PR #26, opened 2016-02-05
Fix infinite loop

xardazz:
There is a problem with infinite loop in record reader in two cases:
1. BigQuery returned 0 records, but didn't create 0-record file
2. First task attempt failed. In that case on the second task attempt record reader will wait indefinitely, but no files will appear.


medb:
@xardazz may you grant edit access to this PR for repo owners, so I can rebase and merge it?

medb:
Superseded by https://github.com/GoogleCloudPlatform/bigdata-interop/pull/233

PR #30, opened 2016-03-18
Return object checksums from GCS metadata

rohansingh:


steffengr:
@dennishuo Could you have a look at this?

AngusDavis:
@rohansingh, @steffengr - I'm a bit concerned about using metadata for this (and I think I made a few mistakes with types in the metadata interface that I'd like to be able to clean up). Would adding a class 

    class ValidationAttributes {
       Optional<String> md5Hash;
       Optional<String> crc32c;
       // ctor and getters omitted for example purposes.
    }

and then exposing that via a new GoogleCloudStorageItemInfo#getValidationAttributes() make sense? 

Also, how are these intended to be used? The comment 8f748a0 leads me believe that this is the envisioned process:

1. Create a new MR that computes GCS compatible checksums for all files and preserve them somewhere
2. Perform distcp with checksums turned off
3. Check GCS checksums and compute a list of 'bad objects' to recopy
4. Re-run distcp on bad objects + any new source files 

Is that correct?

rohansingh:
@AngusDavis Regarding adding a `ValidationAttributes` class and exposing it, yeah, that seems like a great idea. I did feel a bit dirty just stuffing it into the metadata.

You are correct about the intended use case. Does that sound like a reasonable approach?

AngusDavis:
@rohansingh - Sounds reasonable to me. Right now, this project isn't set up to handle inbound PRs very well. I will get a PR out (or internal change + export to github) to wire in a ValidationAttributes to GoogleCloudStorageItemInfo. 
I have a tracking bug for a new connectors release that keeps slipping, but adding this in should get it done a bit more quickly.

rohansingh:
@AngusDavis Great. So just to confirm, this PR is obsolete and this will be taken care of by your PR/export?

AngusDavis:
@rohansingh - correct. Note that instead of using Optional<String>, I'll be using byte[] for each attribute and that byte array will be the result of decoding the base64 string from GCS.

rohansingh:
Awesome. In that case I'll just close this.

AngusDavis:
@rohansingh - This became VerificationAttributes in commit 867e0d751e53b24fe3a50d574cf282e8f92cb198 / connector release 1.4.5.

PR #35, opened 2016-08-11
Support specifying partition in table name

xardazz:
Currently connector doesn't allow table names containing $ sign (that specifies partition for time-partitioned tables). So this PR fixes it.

▬▬▬▬▬▬▬▬▬▬

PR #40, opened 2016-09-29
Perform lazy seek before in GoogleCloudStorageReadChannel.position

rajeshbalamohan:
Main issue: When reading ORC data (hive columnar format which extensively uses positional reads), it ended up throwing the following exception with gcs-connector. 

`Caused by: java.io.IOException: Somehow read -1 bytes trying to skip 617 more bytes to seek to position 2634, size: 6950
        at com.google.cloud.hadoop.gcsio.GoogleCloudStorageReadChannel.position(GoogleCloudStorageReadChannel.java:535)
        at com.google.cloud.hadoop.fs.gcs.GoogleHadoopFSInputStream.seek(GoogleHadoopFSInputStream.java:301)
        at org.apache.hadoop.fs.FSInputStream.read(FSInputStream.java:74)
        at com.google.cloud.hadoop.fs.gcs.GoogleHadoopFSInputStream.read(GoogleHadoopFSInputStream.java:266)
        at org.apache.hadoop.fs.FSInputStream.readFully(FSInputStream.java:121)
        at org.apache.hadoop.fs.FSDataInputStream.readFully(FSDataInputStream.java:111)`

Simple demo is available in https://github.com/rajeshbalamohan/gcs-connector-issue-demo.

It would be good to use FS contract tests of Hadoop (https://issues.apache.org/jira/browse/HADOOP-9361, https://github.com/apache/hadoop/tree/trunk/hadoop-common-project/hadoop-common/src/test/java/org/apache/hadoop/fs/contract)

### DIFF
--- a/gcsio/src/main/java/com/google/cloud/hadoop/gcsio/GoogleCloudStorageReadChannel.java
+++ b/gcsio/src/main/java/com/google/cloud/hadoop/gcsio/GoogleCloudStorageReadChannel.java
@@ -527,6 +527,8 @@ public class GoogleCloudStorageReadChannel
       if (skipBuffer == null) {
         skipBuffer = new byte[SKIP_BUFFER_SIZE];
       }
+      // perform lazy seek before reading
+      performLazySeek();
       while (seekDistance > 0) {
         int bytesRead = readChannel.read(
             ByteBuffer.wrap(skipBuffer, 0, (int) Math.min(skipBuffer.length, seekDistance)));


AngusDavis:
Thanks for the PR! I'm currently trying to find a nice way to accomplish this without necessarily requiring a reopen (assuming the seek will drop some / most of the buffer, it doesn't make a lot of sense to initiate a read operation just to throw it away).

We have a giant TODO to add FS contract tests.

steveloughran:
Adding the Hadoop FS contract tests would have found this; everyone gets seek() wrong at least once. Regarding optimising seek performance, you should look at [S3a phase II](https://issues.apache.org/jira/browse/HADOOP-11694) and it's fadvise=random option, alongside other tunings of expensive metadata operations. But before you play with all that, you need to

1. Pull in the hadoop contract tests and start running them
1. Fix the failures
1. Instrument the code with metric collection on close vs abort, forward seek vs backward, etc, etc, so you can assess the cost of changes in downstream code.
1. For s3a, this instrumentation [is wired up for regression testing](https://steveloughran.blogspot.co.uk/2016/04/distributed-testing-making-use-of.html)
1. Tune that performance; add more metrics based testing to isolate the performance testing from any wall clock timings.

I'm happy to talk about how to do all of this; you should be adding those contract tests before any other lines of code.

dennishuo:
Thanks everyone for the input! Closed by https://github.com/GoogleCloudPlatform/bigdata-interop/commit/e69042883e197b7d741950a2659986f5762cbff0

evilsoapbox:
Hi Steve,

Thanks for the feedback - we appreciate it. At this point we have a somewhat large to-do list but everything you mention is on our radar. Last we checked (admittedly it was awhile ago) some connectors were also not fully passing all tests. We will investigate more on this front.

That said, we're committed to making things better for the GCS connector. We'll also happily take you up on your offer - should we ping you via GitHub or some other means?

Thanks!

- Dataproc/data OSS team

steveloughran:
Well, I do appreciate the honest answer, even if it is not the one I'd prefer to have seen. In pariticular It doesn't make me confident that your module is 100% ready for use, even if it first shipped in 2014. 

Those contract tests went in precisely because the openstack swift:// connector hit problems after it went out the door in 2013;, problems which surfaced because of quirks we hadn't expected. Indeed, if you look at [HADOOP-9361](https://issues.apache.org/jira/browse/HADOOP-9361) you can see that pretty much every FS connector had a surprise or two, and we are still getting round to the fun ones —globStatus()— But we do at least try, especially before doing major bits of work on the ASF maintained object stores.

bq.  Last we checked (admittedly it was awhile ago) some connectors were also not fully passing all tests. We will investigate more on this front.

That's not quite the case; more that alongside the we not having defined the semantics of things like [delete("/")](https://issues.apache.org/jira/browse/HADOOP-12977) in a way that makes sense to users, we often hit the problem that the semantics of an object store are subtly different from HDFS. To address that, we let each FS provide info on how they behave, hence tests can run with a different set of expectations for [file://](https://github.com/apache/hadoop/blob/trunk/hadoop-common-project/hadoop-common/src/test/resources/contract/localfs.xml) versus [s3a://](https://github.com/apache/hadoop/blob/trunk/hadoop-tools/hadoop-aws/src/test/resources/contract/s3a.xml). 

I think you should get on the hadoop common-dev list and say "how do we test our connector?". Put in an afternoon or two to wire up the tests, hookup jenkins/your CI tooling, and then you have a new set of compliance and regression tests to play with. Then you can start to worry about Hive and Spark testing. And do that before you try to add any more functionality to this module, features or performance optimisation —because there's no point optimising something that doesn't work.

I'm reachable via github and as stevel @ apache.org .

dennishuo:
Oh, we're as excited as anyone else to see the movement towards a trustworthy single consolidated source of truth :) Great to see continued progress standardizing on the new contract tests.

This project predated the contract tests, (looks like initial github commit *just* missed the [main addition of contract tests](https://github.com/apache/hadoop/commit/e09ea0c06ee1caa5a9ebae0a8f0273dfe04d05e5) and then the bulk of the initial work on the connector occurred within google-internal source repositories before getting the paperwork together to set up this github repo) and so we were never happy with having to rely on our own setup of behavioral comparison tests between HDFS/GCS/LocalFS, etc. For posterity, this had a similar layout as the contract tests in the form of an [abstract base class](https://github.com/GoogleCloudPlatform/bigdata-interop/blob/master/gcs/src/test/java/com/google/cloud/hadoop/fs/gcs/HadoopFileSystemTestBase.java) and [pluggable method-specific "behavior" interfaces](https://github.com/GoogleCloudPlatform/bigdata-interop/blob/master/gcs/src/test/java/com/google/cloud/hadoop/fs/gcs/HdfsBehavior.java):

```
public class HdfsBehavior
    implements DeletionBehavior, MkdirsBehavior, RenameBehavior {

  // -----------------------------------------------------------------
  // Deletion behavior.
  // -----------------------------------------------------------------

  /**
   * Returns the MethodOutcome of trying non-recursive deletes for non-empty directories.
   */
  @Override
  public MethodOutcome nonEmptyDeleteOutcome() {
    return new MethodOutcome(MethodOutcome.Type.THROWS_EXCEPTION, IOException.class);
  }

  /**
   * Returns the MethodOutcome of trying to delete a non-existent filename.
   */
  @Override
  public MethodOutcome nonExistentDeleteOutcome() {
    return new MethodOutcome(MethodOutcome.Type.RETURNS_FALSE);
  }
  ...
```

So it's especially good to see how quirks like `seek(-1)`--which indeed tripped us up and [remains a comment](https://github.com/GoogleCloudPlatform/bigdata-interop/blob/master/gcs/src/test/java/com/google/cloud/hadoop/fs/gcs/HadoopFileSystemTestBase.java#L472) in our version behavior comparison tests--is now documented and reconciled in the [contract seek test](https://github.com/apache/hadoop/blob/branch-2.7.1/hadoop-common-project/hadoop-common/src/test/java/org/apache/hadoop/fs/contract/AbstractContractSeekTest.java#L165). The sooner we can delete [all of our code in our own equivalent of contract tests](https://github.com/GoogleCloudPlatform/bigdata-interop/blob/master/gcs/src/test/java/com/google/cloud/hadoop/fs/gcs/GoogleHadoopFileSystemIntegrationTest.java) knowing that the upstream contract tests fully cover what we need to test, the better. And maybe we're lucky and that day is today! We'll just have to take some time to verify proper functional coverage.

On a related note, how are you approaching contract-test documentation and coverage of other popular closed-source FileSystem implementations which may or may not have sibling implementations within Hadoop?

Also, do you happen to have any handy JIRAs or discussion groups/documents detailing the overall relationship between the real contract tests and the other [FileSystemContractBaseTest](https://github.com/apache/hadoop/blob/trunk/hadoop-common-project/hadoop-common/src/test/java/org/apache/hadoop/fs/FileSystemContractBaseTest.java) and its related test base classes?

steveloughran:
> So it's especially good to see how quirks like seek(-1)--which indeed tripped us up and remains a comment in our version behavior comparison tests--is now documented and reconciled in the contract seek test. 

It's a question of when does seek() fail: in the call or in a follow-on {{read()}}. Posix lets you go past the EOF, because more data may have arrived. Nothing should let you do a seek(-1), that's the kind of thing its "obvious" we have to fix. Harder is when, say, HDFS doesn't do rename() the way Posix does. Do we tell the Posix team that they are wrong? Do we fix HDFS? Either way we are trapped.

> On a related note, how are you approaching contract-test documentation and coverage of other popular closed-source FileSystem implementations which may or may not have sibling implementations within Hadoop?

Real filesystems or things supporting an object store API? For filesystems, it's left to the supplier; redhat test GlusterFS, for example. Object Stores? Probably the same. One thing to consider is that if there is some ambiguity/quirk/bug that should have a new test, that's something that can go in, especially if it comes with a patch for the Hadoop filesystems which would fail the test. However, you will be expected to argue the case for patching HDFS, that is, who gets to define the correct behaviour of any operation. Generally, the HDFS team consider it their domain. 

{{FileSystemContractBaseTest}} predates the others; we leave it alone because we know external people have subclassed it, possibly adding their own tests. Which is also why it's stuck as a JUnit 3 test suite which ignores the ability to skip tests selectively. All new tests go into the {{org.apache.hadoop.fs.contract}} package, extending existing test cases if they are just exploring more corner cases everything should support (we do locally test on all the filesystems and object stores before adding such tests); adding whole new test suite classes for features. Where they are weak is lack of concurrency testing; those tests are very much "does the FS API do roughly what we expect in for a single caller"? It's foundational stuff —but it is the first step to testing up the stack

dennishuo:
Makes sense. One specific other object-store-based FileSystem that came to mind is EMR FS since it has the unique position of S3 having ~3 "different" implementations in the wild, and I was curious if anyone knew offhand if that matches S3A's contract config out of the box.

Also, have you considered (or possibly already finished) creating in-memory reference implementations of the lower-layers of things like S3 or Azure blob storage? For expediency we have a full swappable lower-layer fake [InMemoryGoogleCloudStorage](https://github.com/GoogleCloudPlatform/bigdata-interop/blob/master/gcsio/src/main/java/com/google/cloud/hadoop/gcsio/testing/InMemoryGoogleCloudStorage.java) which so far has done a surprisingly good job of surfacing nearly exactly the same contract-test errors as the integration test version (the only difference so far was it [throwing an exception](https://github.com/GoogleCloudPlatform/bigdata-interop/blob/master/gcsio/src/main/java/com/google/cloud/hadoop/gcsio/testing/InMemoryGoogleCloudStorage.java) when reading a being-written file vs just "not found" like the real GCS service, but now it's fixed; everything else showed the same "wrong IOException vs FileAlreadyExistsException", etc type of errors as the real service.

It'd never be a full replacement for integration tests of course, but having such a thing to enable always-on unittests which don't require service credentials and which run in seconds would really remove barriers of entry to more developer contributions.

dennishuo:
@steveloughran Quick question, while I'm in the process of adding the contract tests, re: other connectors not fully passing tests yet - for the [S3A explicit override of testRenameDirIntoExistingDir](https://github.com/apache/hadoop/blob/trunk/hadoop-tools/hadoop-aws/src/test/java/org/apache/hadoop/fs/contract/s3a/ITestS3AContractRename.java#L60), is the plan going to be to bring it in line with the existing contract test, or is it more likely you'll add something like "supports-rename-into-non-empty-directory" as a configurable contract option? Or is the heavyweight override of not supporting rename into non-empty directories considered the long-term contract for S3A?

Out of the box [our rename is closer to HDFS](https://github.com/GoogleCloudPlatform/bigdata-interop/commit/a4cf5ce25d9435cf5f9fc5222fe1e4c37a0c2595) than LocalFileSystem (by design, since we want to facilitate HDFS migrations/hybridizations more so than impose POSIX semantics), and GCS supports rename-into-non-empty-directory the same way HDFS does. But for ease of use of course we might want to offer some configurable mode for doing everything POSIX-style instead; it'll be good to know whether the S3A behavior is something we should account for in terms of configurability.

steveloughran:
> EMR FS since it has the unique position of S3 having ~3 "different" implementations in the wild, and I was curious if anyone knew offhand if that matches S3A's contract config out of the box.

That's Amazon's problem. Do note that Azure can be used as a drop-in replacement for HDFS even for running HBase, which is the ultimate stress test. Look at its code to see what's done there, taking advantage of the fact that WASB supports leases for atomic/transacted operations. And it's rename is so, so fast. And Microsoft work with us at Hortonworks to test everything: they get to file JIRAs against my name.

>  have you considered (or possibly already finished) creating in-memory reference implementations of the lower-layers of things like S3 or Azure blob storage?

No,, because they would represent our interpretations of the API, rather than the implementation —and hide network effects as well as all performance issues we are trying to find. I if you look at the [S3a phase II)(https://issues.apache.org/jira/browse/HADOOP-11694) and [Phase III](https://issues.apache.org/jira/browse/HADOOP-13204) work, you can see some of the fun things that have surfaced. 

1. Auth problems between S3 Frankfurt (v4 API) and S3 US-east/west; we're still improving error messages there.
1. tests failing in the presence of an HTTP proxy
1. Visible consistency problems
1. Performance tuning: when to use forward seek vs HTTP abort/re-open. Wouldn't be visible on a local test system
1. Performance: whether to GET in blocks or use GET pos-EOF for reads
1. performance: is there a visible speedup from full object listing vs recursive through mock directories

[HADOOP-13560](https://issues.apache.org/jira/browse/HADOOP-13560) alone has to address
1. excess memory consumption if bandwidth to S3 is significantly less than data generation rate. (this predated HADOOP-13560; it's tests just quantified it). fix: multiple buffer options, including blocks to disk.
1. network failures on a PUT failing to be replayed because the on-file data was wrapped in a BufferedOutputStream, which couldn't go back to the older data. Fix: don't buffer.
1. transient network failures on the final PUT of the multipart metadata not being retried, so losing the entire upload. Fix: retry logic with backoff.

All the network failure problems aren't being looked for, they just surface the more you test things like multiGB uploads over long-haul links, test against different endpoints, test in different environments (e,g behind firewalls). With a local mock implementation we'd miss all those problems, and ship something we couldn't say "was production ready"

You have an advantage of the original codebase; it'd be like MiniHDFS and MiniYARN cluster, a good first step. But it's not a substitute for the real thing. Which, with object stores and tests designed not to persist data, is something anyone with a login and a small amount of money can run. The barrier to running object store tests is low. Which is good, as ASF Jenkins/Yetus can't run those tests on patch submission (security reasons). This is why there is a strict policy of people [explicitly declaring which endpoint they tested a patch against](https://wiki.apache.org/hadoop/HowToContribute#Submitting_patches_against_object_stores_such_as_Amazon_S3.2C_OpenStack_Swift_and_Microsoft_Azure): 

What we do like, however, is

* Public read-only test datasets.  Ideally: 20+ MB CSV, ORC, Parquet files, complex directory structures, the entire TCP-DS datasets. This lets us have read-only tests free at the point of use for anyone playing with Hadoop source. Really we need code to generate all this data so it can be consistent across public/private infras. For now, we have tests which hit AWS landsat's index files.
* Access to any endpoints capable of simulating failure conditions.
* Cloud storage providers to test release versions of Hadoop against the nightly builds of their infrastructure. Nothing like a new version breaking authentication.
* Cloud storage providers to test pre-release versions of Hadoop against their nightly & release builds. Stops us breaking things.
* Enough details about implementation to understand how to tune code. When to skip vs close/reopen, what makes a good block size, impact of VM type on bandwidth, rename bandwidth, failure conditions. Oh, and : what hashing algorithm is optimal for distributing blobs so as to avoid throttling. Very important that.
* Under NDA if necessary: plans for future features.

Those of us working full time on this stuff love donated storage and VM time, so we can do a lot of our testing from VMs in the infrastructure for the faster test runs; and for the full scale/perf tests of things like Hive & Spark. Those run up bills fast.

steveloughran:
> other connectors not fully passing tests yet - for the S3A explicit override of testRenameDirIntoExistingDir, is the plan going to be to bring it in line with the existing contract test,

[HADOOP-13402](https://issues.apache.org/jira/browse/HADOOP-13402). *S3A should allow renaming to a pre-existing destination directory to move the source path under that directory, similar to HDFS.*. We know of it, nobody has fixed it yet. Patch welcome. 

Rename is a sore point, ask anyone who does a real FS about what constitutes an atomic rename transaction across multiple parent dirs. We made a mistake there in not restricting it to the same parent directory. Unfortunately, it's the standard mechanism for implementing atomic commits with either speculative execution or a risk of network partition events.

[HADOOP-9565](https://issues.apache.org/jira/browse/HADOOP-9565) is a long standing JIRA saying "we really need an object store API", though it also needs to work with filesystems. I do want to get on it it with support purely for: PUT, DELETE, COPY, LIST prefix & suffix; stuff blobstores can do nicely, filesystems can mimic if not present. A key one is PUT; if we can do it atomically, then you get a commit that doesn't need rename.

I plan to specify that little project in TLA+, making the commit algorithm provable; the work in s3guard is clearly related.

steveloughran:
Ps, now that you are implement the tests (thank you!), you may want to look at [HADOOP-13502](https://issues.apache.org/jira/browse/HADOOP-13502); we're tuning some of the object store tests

▬▬▬▬▬▬▬▬▬▬

• **WORK ORDER**
Output, from the data above, the lines from the line with "Awesome. In that case I'll just close this." to the line with "Currently connector doesn't" exactly as they stand, both ends included and nothing else.

• **OUTPUT**
Awesome. In that case I'll just close this.

AngusDavis:
@rohansingh - This became VerificationAttributes in commit 867e0d751e53b24fe3a50d574cf282e8f92cb198 / connector release 1.4.5.

PR #35, opened 2016-08-11
Support specifying partition in table name

xardazz:
Currently connector doesn't allow table names containing $ sign (that specifies partition for time-partitioned tables). So this PR fixes it.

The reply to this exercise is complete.